大概等了一盞茶的時間,慕子寒便匆匆的趕了回來。
見蘇若惜神色有些木楞的坐在大殿之上,慕子寒也顧不上去看那木棺一眼,直接走到蘇若惜的身邊。
“若惜,發生什麼事情了?”
蘇若惜起身走去關上殿門,而慕子寒則是跟在她的身後。
“若惜,到底怎麼了?”
見蘇若惜神色有些不對勁,慕子寒更加的擔憂起來。
蘇若惜拉起慕子寒的手,將他帶到那具木棺的旁邊,輕聲說道:“王爺,你看看這裡面,自然就明白了。”
慕子寒神色懷疑的看了那木棺一眼,雖然他走到門口的時候便看見了,只是他之前沒有心思去理會。
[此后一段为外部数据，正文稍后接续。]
PR #14156, opened 2026-09-03
fix(rum): include unlinked session traces and filter polling noise

MinaKaramApex:
## Problem

The RUM session Traces query requires `action_id is not null` whenever that field exists. Legitimate traced requests are omitted when the RUM SDK does not associate them with a user action, while repetitive Socket.IO polling requests can still appear.

## What changed

- Include every session event with a trace ID instead of requiring an `action_id`.
- Exclude trace groups containing Socket.IO requests with `transport=polling`.
- Apply polling suppression with a grouped `HAVING` expression so null URL rows do not preserve a polling trace.
- Omit the resource URL predicate for mobile or other schemas that do not contain `resource_url`.
- Preserve existing trace-ID normalization, multi-stream resolution, and indexed query ranges.

## Testing

- `vitest run src/components/rum/PlayerTracesTab.spec.ts`: 65 passed.
- `vitest run src/components/rum src/composables/rum src/utils/rum`: 1580 passed, 27 skipped.
- `npm run verify`: passed, including application type-check, ESLint, Stylelint, token checks, and design checks.

### DIFF
--- a/web/src/components/rum/PlayerTracesTab.spec.ts
+++ b/web/src/components/rum/PlayerTracesTab.spec.ts
@@ -1255,11 +1255,6 @@ describe("PlayerTracesTab", () => {
   // =========================================================================
   // SQL is schema-guarded so a mobile stream never 400s
   //
-  // Mobile RUM streams lack the browser-shaped view columns: `view_loading_type`
-  // is browser-only, and `action_id` may be absent. Referencing a column the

現在蘇若惜讓他看木棺裡面的東西,他心裡反倒更加的不安起來。
不過,沒有多少猶豫,他還是緩緩的揭開了木棺上的蓋子。
只是當他看到木棺裡面的東西的時候,他整個人的反應,與蘇若惜之前的一模一樣。
“該死!慕子然!你這個畜|生!”
慕子寒憤怒的將木棺的蓋子掀開,蓋子在空中直接碎成了兩半。
因爲木棺裡面,正是柳素蘭的屍體!
當蘇若惜打開木棺的時候,看到的第一眼,便是柳素蘭靜靜的躺在木棺裡,眼睛瞪大如銅鈴一般大,眼神空洞絕望,臉色蒼白如紙,樣子看上去十分的嚇人。
而當她將手探在柳素蘭的脖子上,發現柳素蘭已經沒有了生命的氣息。
她還發現,柳素蘭的眉心有一顆紅色的小血點。
檢查之後她才知道,原來是一根銀針,直接刺入了柳素蘭的眉心裡。
而那根銀針,也是致命的關鍵。
使用銀針殺人的那位,動作絕對的快、狠、準!
直到看到柳素蘭的屍首,蘇若惜纔敢確定,柳素蘭已經暴露了身份,所以才無法跑來爲慕子寒傳信的。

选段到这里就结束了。